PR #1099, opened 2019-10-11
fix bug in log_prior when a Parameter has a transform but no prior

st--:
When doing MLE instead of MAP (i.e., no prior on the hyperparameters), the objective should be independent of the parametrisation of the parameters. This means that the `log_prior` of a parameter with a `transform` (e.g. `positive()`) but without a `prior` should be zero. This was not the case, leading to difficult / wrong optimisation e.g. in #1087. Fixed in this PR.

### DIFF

──────────

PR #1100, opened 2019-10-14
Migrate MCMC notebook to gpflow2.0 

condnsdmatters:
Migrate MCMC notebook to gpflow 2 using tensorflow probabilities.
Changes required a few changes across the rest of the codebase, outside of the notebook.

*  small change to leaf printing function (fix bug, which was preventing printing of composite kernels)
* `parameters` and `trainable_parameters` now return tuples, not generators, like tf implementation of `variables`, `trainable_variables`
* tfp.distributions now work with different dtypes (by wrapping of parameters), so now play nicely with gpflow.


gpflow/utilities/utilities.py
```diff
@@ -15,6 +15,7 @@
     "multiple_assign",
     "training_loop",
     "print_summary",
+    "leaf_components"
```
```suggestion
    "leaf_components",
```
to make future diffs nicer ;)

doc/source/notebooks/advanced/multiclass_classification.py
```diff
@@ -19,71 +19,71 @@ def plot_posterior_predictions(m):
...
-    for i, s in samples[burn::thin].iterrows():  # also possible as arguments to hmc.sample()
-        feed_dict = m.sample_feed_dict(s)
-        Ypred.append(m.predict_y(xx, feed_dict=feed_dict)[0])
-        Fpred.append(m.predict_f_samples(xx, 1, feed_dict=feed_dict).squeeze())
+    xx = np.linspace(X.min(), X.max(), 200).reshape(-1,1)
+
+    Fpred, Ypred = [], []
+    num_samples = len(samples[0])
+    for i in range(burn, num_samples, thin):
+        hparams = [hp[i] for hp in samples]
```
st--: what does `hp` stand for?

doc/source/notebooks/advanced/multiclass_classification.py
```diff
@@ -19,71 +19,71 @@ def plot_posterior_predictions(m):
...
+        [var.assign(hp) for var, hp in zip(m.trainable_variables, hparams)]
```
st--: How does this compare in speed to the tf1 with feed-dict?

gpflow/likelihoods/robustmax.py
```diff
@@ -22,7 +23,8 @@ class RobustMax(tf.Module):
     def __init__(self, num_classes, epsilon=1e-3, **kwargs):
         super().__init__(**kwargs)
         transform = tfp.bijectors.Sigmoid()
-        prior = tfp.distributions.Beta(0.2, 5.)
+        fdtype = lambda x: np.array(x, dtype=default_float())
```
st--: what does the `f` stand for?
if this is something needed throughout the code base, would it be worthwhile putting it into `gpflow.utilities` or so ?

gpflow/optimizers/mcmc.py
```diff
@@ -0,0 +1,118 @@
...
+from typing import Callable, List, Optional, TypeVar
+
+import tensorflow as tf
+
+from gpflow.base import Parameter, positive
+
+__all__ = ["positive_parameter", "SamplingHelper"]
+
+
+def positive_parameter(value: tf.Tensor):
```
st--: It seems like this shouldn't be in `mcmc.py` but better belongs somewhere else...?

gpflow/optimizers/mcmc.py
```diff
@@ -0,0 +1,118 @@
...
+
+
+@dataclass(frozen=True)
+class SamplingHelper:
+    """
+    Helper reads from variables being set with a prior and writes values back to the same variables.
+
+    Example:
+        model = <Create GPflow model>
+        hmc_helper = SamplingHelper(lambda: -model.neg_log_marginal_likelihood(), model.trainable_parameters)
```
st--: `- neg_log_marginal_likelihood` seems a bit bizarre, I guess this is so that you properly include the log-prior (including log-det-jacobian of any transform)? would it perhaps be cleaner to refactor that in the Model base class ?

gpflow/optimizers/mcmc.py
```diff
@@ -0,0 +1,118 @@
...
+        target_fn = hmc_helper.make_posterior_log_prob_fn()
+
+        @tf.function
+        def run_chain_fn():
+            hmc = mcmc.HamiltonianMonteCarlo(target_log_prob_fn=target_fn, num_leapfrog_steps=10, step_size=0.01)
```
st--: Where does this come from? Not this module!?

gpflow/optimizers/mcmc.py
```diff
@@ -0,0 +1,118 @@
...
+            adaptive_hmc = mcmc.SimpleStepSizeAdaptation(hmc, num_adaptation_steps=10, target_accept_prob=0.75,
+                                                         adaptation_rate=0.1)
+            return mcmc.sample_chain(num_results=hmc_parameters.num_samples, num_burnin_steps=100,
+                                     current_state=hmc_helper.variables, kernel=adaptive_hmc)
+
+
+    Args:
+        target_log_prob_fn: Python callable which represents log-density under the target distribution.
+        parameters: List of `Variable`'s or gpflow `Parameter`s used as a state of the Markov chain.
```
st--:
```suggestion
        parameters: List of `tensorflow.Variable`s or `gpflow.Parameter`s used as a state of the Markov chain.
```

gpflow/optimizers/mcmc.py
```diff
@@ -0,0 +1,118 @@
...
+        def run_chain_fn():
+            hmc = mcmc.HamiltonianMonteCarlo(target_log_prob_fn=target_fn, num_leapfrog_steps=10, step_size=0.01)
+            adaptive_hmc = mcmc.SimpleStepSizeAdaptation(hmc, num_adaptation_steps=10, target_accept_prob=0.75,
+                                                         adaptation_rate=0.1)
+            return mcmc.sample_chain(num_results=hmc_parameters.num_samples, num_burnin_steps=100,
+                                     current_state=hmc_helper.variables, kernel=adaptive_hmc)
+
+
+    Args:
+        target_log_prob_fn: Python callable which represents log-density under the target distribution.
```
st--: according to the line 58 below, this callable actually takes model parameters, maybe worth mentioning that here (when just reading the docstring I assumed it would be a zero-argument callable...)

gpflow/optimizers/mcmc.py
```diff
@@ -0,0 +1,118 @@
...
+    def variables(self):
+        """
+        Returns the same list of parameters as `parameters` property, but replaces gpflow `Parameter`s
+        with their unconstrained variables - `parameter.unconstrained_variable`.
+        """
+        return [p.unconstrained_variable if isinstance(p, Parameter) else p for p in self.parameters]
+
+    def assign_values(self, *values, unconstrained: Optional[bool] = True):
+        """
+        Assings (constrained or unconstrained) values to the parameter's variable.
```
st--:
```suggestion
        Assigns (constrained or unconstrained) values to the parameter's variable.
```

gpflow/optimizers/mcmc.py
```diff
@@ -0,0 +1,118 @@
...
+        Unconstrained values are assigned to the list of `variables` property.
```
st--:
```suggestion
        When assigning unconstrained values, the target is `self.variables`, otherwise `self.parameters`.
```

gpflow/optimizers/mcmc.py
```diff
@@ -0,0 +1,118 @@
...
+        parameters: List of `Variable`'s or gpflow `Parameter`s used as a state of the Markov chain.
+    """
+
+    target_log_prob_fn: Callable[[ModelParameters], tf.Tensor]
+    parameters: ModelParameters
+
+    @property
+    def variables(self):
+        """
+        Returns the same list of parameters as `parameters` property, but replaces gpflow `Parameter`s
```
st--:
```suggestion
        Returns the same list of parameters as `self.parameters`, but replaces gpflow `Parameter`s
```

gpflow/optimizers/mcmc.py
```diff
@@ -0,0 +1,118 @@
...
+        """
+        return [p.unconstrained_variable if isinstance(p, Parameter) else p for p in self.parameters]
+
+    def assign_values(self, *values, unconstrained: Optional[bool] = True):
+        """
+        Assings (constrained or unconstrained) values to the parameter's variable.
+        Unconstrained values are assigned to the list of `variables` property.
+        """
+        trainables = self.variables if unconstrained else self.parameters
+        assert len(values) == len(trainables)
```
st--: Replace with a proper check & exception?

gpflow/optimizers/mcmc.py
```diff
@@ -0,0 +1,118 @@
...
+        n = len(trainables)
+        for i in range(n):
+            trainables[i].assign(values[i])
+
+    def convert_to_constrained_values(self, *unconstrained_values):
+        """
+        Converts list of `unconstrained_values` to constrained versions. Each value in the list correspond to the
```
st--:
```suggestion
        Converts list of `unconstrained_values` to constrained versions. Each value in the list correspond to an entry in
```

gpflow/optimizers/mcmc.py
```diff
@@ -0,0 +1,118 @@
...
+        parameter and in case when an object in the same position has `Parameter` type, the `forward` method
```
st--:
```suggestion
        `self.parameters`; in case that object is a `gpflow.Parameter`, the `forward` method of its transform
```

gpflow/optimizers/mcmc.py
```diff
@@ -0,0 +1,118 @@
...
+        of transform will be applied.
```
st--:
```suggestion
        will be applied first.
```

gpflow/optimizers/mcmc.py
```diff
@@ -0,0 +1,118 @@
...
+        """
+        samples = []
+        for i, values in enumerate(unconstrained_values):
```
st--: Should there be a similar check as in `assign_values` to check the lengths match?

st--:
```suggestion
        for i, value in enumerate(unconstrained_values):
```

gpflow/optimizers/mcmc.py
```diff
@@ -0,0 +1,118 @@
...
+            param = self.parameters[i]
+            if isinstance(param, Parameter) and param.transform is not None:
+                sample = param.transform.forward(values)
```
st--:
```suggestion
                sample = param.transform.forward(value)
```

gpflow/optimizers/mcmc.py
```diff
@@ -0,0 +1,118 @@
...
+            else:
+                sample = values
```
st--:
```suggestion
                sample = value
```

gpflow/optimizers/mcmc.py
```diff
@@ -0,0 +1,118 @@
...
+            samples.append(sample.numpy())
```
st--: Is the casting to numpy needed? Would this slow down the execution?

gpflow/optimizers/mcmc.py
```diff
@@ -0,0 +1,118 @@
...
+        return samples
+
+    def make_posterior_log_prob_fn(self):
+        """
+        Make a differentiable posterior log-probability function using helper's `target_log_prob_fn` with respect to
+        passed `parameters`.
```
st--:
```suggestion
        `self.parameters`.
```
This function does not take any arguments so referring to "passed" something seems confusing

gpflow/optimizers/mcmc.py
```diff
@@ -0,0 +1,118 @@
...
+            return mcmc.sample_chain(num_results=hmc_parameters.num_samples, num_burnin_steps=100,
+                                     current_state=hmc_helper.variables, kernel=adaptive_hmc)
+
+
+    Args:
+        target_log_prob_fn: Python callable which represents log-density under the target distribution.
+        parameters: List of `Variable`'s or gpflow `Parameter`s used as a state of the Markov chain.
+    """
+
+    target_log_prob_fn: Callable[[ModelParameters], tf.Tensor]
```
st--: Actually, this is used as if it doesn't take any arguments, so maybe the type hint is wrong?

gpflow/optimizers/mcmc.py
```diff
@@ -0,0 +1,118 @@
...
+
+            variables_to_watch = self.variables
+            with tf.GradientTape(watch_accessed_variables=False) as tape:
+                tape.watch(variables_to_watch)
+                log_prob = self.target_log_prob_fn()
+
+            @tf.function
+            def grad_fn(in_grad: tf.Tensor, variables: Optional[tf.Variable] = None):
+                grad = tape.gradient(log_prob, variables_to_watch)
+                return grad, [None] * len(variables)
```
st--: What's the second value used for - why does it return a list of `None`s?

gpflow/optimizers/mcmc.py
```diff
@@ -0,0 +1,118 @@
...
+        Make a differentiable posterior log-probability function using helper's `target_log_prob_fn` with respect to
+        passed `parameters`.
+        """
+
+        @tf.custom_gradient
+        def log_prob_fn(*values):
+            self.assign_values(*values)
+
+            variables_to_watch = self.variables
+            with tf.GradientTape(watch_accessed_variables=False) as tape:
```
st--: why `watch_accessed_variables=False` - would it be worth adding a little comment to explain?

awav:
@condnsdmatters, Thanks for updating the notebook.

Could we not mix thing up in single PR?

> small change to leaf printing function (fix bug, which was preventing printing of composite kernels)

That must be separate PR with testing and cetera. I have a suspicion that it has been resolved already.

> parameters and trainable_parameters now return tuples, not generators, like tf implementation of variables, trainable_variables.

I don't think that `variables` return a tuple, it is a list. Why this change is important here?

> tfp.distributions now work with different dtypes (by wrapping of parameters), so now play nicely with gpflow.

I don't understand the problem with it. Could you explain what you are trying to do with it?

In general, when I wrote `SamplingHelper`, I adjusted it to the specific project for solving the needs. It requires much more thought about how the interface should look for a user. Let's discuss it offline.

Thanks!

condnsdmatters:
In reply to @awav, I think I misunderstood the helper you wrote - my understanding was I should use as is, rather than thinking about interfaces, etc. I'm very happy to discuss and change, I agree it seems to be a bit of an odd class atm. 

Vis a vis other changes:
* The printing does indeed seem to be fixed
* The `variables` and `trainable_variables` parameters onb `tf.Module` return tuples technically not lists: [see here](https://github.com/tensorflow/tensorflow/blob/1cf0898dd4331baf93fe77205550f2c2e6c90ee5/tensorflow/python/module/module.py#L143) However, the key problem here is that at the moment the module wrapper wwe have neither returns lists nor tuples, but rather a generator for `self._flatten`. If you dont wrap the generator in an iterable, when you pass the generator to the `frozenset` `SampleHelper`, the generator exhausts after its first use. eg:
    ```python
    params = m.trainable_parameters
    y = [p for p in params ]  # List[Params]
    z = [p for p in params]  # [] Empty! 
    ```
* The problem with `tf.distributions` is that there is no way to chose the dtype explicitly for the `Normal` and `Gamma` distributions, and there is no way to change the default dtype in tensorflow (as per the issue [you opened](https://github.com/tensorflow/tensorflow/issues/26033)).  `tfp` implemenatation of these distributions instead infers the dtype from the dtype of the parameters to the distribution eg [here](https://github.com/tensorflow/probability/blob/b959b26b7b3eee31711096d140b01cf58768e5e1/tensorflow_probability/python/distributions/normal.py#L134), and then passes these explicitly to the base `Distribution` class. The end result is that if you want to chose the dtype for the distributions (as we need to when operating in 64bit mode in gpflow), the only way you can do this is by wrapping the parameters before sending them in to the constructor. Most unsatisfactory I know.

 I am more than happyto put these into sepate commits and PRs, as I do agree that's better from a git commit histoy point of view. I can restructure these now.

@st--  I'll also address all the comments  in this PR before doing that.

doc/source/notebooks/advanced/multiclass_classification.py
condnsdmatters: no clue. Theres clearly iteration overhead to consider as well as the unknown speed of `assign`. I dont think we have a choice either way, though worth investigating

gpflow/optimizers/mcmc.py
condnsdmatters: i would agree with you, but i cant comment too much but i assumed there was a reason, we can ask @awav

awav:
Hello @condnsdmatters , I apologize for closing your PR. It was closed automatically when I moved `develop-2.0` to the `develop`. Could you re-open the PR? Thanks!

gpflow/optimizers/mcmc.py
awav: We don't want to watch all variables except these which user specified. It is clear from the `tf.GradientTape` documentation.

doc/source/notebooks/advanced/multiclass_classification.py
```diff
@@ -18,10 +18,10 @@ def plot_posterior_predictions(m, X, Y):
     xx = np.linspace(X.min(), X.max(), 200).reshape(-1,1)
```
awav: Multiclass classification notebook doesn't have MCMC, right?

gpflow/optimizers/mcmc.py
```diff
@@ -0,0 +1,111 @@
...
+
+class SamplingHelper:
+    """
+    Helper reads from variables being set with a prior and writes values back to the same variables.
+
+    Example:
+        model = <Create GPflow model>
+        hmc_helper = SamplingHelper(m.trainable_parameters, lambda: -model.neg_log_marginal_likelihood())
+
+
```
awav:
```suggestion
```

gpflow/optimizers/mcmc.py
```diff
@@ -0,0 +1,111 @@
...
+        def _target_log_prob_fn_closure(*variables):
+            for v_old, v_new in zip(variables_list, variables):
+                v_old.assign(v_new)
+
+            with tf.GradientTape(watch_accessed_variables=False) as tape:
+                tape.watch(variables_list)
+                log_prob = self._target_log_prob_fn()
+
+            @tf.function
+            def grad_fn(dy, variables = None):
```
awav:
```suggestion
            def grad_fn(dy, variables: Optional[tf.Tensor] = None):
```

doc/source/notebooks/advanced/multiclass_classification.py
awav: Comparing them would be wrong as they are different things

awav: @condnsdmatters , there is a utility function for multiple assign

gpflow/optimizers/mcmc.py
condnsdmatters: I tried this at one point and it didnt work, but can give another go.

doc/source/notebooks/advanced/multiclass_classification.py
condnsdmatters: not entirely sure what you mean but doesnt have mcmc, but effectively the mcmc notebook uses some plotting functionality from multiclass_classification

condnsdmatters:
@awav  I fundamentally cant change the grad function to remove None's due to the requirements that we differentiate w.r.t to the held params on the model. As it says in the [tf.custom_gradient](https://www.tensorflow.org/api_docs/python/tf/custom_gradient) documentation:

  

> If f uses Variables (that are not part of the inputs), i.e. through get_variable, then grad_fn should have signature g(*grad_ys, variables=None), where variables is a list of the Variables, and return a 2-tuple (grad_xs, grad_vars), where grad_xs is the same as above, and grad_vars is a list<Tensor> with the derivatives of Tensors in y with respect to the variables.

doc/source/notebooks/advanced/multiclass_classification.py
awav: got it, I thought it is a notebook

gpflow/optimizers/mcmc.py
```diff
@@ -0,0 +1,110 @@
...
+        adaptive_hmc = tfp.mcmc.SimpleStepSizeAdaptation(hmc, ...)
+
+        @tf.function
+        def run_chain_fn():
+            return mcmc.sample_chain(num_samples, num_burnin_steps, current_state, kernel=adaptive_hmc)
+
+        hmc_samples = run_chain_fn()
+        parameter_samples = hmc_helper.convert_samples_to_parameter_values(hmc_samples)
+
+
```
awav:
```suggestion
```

──────────

• **Exercise details**: Take every line from the records above that has the word "case" and copy it.

• **Response to the exercise**:
When doing MLE instead of MAP (i.e., no prior on the hyperparameters), the objective should be independent of the parametrisation of the parameters. This means that the `log_prior` of a parameter with a `transform` (e.g. `positive()`) but without a `prior` should be zero. This was not the case, leading to difficult / wrong optimisation e.g. in #1087. Fixed in this PR.
+        parameter and in case when an object in the same position has `Parameter` type, the `forward` method
        `self.parameters`; in case that object is a `gpflow.Parameter`, the `forward` method of its transform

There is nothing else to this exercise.